Would you please copy every line from the records that contains the word "well"?

[Stored data]
══════════════════════════════

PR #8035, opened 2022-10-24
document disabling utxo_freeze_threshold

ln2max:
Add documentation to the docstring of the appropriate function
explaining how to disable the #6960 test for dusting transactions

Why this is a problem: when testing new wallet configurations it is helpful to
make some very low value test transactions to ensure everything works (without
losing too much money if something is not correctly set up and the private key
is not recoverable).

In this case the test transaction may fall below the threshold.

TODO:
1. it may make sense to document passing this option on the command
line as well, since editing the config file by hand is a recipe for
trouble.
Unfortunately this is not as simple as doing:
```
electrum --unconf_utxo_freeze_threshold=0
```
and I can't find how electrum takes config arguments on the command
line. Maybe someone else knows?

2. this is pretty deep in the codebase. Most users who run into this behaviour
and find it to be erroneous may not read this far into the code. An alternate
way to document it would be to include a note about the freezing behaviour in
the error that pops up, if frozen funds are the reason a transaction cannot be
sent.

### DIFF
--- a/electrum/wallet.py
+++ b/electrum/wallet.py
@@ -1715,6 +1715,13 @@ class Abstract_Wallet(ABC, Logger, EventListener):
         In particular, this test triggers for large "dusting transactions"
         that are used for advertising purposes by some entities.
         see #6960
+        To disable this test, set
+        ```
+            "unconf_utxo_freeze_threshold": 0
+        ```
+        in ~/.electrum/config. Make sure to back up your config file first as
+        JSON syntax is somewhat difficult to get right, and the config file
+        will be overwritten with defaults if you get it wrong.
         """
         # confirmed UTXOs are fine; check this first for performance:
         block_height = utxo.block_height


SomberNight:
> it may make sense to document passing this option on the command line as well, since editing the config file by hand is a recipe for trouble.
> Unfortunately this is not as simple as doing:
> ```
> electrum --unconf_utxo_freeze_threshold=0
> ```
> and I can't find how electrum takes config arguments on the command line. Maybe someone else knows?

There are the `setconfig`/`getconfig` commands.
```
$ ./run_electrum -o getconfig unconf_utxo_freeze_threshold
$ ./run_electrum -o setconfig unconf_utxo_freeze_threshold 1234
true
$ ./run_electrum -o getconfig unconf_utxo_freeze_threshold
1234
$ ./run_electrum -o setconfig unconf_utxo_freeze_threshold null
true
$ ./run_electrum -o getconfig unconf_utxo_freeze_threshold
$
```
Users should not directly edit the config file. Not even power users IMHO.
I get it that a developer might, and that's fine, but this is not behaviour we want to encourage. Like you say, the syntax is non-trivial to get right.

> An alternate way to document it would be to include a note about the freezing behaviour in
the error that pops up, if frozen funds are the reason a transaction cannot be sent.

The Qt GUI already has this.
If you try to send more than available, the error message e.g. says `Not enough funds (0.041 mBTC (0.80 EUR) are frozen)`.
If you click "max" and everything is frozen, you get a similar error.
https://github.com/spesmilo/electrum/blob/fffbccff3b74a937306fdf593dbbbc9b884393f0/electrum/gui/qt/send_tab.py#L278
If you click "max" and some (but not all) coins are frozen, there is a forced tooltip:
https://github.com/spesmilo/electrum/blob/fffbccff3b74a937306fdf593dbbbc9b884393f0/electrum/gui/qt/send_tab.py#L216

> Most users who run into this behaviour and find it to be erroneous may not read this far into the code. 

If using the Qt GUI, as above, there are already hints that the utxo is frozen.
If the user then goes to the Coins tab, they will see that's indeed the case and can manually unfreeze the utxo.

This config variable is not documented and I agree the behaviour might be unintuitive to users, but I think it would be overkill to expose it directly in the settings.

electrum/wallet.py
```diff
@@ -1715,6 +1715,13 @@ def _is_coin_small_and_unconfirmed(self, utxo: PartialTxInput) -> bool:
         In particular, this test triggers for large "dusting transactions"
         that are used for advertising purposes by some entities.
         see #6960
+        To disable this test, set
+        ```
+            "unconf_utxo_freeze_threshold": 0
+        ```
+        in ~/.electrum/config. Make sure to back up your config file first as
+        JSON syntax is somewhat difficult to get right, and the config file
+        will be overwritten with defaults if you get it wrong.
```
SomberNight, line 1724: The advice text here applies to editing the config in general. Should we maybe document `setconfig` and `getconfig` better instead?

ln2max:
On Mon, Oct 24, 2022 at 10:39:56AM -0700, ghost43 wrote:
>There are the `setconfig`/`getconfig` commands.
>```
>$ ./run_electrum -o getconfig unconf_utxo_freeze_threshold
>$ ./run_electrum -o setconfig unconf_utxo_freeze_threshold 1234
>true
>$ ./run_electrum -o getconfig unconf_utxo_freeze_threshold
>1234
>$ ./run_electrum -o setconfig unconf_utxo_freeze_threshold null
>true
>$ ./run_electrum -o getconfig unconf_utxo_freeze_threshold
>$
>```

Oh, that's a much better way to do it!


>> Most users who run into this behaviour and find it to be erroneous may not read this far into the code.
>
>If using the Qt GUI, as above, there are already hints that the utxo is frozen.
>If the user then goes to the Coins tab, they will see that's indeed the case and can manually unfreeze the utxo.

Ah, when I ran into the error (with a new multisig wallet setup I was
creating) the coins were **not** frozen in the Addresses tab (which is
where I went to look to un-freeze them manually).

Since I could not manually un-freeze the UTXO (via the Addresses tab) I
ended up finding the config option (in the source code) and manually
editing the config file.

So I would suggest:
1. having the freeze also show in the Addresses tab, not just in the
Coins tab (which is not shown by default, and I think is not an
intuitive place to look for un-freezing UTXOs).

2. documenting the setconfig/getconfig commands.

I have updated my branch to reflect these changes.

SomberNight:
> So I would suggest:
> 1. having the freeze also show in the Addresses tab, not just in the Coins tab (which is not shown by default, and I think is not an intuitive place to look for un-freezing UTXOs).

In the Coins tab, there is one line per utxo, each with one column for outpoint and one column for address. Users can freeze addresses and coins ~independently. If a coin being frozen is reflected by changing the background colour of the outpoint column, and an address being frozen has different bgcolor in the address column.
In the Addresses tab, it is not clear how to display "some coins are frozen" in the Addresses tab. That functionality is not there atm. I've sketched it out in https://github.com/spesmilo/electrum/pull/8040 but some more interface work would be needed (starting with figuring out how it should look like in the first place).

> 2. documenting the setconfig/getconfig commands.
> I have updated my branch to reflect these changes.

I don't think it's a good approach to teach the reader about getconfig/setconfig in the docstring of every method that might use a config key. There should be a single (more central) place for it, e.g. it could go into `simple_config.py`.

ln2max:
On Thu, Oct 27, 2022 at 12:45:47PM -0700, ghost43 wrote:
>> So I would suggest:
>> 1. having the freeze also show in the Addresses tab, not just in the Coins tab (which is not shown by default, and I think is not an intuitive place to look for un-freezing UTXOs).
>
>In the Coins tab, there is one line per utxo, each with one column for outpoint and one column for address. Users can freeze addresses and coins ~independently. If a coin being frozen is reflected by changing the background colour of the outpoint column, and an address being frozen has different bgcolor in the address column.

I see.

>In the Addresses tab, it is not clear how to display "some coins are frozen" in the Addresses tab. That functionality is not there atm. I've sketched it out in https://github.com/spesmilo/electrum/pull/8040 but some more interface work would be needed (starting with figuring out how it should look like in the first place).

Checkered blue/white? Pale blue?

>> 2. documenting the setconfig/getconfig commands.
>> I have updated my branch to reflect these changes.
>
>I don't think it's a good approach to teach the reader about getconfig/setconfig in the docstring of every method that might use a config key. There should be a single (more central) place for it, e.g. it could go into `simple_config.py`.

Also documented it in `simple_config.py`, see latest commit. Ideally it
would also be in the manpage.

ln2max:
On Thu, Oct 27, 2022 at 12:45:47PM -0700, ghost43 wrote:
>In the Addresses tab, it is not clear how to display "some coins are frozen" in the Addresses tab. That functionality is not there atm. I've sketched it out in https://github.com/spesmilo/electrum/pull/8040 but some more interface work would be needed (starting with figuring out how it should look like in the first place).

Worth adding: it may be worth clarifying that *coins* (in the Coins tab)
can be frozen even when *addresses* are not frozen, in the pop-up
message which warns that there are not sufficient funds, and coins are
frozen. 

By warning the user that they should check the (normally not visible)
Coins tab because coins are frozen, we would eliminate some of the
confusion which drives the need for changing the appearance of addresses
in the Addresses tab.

══════════════════════════════

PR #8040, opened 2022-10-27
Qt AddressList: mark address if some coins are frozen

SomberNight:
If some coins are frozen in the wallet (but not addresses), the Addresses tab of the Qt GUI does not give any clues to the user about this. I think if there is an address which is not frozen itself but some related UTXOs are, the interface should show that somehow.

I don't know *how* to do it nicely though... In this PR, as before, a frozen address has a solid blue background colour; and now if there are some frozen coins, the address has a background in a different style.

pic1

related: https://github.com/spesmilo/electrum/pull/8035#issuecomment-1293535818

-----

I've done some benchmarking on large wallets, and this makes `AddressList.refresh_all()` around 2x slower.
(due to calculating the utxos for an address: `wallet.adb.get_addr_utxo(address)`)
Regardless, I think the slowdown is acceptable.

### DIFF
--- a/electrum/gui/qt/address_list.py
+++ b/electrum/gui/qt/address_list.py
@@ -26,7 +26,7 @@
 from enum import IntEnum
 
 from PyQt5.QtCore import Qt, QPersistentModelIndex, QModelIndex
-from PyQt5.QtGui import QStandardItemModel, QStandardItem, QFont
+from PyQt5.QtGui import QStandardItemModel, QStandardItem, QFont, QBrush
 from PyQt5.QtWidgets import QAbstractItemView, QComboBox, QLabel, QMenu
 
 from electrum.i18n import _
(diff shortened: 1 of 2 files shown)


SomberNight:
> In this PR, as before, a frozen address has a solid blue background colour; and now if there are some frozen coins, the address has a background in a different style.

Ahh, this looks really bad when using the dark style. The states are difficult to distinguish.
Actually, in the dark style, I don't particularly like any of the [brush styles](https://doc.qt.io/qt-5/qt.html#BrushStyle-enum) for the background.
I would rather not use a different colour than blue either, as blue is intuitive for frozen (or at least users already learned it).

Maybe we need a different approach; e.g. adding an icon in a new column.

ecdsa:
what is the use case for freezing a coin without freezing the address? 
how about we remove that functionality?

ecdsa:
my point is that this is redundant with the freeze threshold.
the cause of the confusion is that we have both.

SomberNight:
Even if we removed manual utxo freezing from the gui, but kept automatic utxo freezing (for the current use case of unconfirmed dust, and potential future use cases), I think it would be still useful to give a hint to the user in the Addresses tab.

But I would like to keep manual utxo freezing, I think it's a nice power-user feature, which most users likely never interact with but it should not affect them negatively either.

══════════════════════════════

# [Task solution]
line as well, since editing the config file by hand is a recipe for
> it may make sense to document passing this option on the command line as well, since editing the config file by hand is a recipe for trouble.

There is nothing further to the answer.